**** Source information ****

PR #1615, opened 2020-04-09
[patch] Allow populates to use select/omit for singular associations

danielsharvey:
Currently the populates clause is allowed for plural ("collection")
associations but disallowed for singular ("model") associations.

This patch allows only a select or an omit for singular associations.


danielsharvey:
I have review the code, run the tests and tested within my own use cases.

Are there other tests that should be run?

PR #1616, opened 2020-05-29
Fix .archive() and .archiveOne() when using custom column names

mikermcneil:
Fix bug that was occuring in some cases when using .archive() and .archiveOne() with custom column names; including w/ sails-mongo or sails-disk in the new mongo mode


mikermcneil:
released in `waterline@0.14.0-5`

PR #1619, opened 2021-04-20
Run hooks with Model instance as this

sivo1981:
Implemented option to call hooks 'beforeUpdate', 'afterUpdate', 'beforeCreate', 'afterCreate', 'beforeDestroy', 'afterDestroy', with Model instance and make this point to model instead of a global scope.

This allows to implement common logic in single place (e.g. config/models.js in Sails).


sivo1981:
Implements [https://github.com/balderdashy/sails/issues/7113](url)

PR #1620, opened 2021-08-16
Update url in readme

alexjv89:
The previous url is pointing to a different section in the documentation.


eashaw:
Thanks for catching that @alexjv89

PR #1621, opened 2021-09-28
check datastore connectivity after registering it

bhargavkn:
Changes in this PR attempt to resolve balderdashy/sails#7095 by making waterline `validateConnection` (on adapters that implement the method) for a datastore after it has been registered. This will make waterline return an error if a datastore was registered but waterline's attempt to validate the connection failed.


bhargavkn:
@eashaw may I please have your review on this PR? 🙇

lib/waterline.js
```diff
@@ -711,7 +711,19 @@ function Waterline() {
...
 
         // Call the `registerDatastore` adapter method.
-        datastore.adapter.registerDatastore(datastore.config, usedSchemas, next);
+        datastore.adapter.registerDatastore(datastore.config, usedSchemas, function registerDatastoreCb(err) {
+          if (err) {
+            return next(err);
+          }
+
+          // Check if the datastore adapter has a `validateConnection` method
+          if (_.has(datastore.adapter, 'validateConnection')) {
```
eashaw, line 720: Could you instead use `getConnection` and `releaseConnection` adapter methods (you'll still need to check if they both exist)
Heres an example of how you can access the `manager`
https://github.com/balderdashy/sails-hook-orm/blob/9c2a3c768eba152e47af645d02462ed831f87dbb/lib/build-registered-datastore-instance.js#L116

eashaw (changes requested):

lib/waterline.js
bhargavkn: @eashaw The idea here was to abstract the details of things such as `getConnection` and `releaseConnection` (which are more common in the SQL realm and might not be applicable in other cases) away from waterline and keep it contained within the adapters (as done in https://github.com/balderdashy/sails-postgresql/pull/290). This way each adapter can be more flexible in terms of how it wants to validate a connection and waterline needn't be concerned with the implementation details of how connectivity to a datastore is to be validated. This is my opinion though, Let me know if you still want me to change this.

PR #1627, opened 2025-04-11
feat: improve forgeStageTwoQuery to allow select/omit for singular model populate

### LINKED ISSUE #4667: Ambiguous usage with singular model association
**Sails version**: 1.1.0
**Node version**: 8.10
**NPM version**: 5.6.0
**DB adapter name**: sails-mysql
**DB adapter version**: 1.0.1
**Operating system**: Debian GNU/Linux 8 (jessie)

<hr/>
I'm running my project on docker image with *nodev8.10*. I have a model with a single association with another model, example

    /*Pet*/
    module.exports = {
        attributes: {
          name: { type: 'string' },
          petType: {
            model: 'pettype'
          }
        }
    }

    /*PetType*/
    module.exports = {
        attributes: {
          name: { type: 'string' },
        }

****

> _Directions_
Copy out the entries exactly. Begin at the first line and end with the line that has "This patch allows".

> _Solution below_
PR #1615, opened 2020-04-09
[patch] Allow populates to use select/omit for singular associations

danielsharvey:
Currently the populates clause is allowed for plural ("collection")
associations but disallowed for singular ("model") associations.

This patch allows only a select or an omit for singular associations.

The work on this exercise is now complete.